Somos conscientes de que, sin Jesús,no podemos hacer nada (Cf. Juan 15,5) y de que, sólo por Él, con Él y en Él, seremos instrumentos de salvación para el mundo… Madre de Misericordia, ha sido tu Hijo Jesús quien nos ha llamado a ser como Él: luz del mundo y sal de la tierra (Cf. Mateo 5,13-14).
Ayúdanos, con tu poderosa intercesión, a no desmerecer esta vocación sublime, a no ceder a nuestros egoísmos, ni a las lisonjas del mundo, ni a las tentaciones del Maligno…
Madre de la Iglesia, nosotros, sacerdotes, queremos ser pastores que no se apacientan a sí mismos, sino que se entregan a Dios por los hermanos, encontrando la felicidad en esto.

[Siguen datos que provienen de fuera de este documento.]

PR #3206, opened 2026-03-09
[New Permission 3/5] smartcontract: enforce Permission-based authorization in existing instructions

### LINKED ISSUE #3183: serviceability: Permission account model for scalable, granular access control
## Background

DoubleZero's current authorization model relies on three allowlists stored in GlobalState:

- `foundation_allowlist` — full administrative access (locations, devices, links, tenants, contributors, access passes, etc.)
- `qa_allowlist` — QA-specific access
- `activator_authority_pk` / `sentinel_authority_pk` / `health_oracle_pk` — single-key authority slots for automated roles

This model was a practical starting point, but it does not scale as DoubleZero's contributor and operator ecosystem grows:

- **No granularity.** A key is either in the foundation allowlist (full admin) or it isn't. There is no way to grant a key the right to manage access passes but not devices, or devices but not tenants.
- **No auditability.** There is no on-chain record of _who_ has _what_ access, when it was granted, or by whom.
- **No revocation path.** Removing a key from an allowlist is an all-or-nothing operation. There is no suspend/resume cycle.
- **Does not scale.** The allowlist is a vector stored in a single GlobalState account. It is bounded and expensive to update as the number of operators grows.
- **Single points of failure.** The `activator_authority_pk` and `sentinel_authority_pk` slots are single keys; rotating them requires a program-wide update.

## Proposed Solution: Permission Accounts

Introduce a new on-chain account type — **Permission** — that acts as the authorization credential for a given pubkey.

### Account structure

```
Permission {
    account_type: AccountType::Permission,
    owner:        Pubkey,         // who created / manages this account
    bump_seed:    u8,
    status:       PermissionStatus,  // Activated | Suspended
    user_payer:   Pubkey,            // the key being authorized
    permissions:  u128,              // bitmask of granted flags
}
```

The PDA is derived from `(program_id, user_payer)`, so it is deterministic and verifiable by any instruction without an index or lookup.

### Permission flags (bitmask)

| Bit | Name | Legacy equivalent | Scope |
|-----|------|-------------------|-------|
| 0 | `foundation` | foundation_allowlist | Full administrative access |
| 1 | `permission-admin` | foundation_allowlist | Create/update/delete Permission accounts |
| 2 | `infra-admin` | foundation_allowlist | Locations, exchanges |
| 3 | `network-admin` | foundation_allowlist + activator | Devices, interfaces, links |
| 4 | `tenant-admin` | foundation_allowlist + sentinel | Tenants |
| 5 | `multicast-admin` | foundation_allowlist + activator + sentinel | Multicast groups |
| 6 | `reservation` | reservation_authority_pk | IP/tunnel allocation |
| 7 | `activator` | activator_authority_pk | Approve/reject entities |
| 8 | `sentinel` | sentinel_authority_pk | Route control |
| 9 | `user-admin` | foundation_allowlist + activator | User lifecycle |
| 10 | `access-pass-admin` | foundation_allowlist + sentinel | Access pass management |
| 11 | `health-oracle` | health_oracle_pk | Device/link health reporting |
| 12 | `qa` | qa_allowlist | QA/testing access |
| 13 | `globalstate-admin` | foundation_allowlist | Feature flags, allowlists, authority keys |
| 14 | `contributor-admin` | foundation_allowlist | Contributor management |

### Authorization flow

Each instruction that currently checks allowlists is migrated to call a shared `authorize(program_id, accounts_iter, payer, globalstate, required_flags)` function:

1. If a Permission PDA account is present in the transaction's remaining accounts, validate its PDA derivation, check its status is `Activated`, and verify the bitmask satisfies `required_flags`.
2. If no Permission account is present, fall back to the existing GlobalState allowlist/authority-key checks — **unless** `RequirePermissionAccounts` feature flag is set, in which case the legacy path is rejected.

This design is backward-compatible by default: existing keys that are in the allowlists continue to work without any migration on their part.

### Feature flag: `RequirePermissionAccounts`

A new `FeatureFlag::RequirePermissionAccounts` (bit 1 in GlobalState `feature_flags`) controls the enforcement mode:

- **OFF (default):** Both paths are accepted. Existing allowlist members work without a Permission account.
- **ON:** The legacy path is blocked. All instructions require a Permission account. Exception: foundation members retain access to `permission-admin` operations to prevent lockout.

The SDK's `execute_transaction` automatically detects whether the payer has a Permission account on-chain and appends it to the transaction when found — the caller does not need to manage this explicitly.

### Step 1 — Introduce the data model ✅
- Add `Permission` account type, `permission_flags` constants, and `PermissionStatus`.
- Add `authorize()` helper in `authorize.rs` with OR-semantics bitmask check.
- Migrate the instructions that use the most granular roles first: `SetAccessPass`, `CloseAccessPass`, `DeleteUser`, `BanUser`, `RequestBan`, `CreatePermission`, `UpdatePermission`, `SuspendPermission`, `ResumePermission`, `DeletePermission`.

### Step 2 — CLI tooling ✅
- `permission set --user-payer <PUBKEY> --add <flag>... --remove <flag>...` (upsert, incremental delta)
- `permission get --user-payer <PUBKEY>` (shows human-readable flag names)
- `permission list` (shows human-readable flag names)
- `permission suspend --user-payer <PUBKEY>`
- `permission resume --user-payer <PUBKEY>`
- `permission delete --user-payer <PUBKEY>`

### Step 3 — SDK transparent injection ✅
The Rust SDK's `execute_transaction` checks on-chain whether the payer has a Permission account and automatically appends it as a trailing read-only account. No SDK call-site changes are required.

### Step 4 — Migrate remaining instructions (next)
Migrate processors that still check `foundation_allowlist` directly (device, contributor, exchange, location, link, tenant, multicast, globalstate) to go through `authorize()`.

### Step 5 — Enable `RequirePermissionAccounts` on testnet
After Step 4, enable the flag on testnet. Operators must have a Permission account to perform any operation. Run the two-phase integration test (`start-test-permissions.sh`) as the acceptance gate.

### Step 6 — Deprecate GlobalState allowlists
- Remove the write path for `foundation_allowlist`, `qa_allowlist`.
- Replace `activator_authority_pk`, `sentinel_authority_pk`, `health_oracle_pk` with Permission accounts for those roles.
- Enable `RequirePermissionAccounts` on mainnet-beta.

### Step 7 — Remove legacy fields from GlobalState
Once no traffic relies on the legacy path, remove the allowlist fields from `GlobalState` and simplify `authorize()` to the permission-account path only.

juan-malbeclabs:
> **Permission rollout — stacked PR series.** Review/merge order:
> 1. [#3206 — enforce Permission-based authorization in existing instructions](https://github.com/malbeclabs/doublezero/pull/3206)
> 2. [#3942 — define topology/resource/index permission flags (3/4)](https://github.com/malbeclabs/doublezero/pull/3942) — stacked on #3206
> 3. [#3943 — enforce topology/resource/index permission flags (4/4)](https://github.com/malbeclabs/doublezero/pull/3943) — stacked on #3942
>
> Retarget each PR's base to `main` as its upstream merges.
> **👉 You are here: #3206 (base of the follow-up stack).**

## Summary of Changes
- Wire `authorize()` into the privileged instruction processors that gate on it: `accesspass/{close,set}` (`ACCESS_PASS_ADMIN`) and `user/{delete,requestban}` (`USER_ADMIN`). Each appends the caller's Permission PDA as an optional trailing account, read last by `authorize()`. The user owner can still delete their own account without a Permission account.
- Add `execute_authorized_transaction` (and its `_quiet` variant) to the Rust SDK. They share the existing `execute_transaction_inner` builder, so compute-budget, preflight, and error-reporting behavior are identical to `execute_transaction`; the only difference is the optional trailing Permission PDA, which is resolved at most once per client (retried on transient RPC errors, then memoized).
- Switch the affected SDK commands (`accesspass/{close,set}`, `user/{delete,requestban}`, `tenant/delete`, and the `permission/*` CRUD commands) to `execute_authorized_transaction` so the Permission account is included transparently.
- Drop the retired activator authority from the `USER_ADMIN`/`NETWORK_ADMIN`/`MULTICAST_ADMIN` legacy fallbacks. `ACCESS_PASS_ADMIN` legacy authority (foundation + sentinel + feed) is applied uniformly across its instructions and documented in `authorize.rs`.

## Testing Verification
- New DZClient-level tests assert the assembled instruction list carries the protocol-max compute-budget/heap-frame requests and that the Permission account is appended after `payer`+`system`, with and without an on-chain permission account.
- `authorize` unit tests cover the legacy fallbacks (including the activator now being denied for the admin roles) and the Permission-account path (PDA, ownership, discriminator, status, and flag checks).
- `cargo test -p doublezero_sdk` and `cargo test -p doublezero-serviceability` pass.

Related RFC/series: the Permission account and `authorize()` mechanism land in the earlier PRs of this series; this PR enforces them in existing instructions.

### DIFF
--- a/CHANGELOG.md
+++ b/CHANGELOG.md
@@ -568,7 +568,7 @@ All notable changes to this project will be documented in this file.
 - Onchain Programs
   - Serviceability: add `Permission` account with `CreatePermission`, `UpdatePermission`, `DeletePermission`, `SuspendPermission`, and `ResumePermission` instructions for managing per-keypair permission bitmasks onchain
 - SDK
-  - Split `execute_transaction` into `execute_transaction` (no auth) and `execute_authorized_transaction` (injects Permission PDA) to avoid breaking processors that use `accounts.len()` for optional-account detection
+  - Add `execute_authorized_transaction` (and its `_quiet` variant) alongside `execute_transaction`. The authorized variants append the payer's Permission PDA (read-only) as the trailing account when it exists on-chain, so `authorize()` can find it. All variants share the same builder, so the protocol-max compute-budget/heap-frame requests, preflight, and error-reporting behavior are identical to `execute_transaction`; the only difference is the optional trailing Permission account. The Permission PDA lookup is retried on transient RPC errors and memoized per client.
 - CLI
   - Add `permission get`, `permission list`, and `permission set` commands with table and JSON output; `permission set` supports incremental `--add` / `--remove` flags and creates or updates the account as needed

Queremos cada día repetir humildemente no sólo de palabra sino con la vida, nuestro “aquí estoy”.
Guiados por ti queremos ser apóstoles de la Divina Misericordia, llenos de gozo por poder celebrar diariamente el Santo Sacrificio del Altar y ofrecer a todos los que nos lo pidan el sacramento de la Reconciliación… Madre nuestra desde siempre, no te canses de “visitarnos”, consolarnos, sostenernos. Ven en nuestra ayuda y líbranos de todos los peligros que nos acechan. Con este acto de ofrecimiento y consagración, queremos acogerte de un modo más profundo y radical, para siempre y totalmente, en nuestra existencia humana y sacerdotal…”.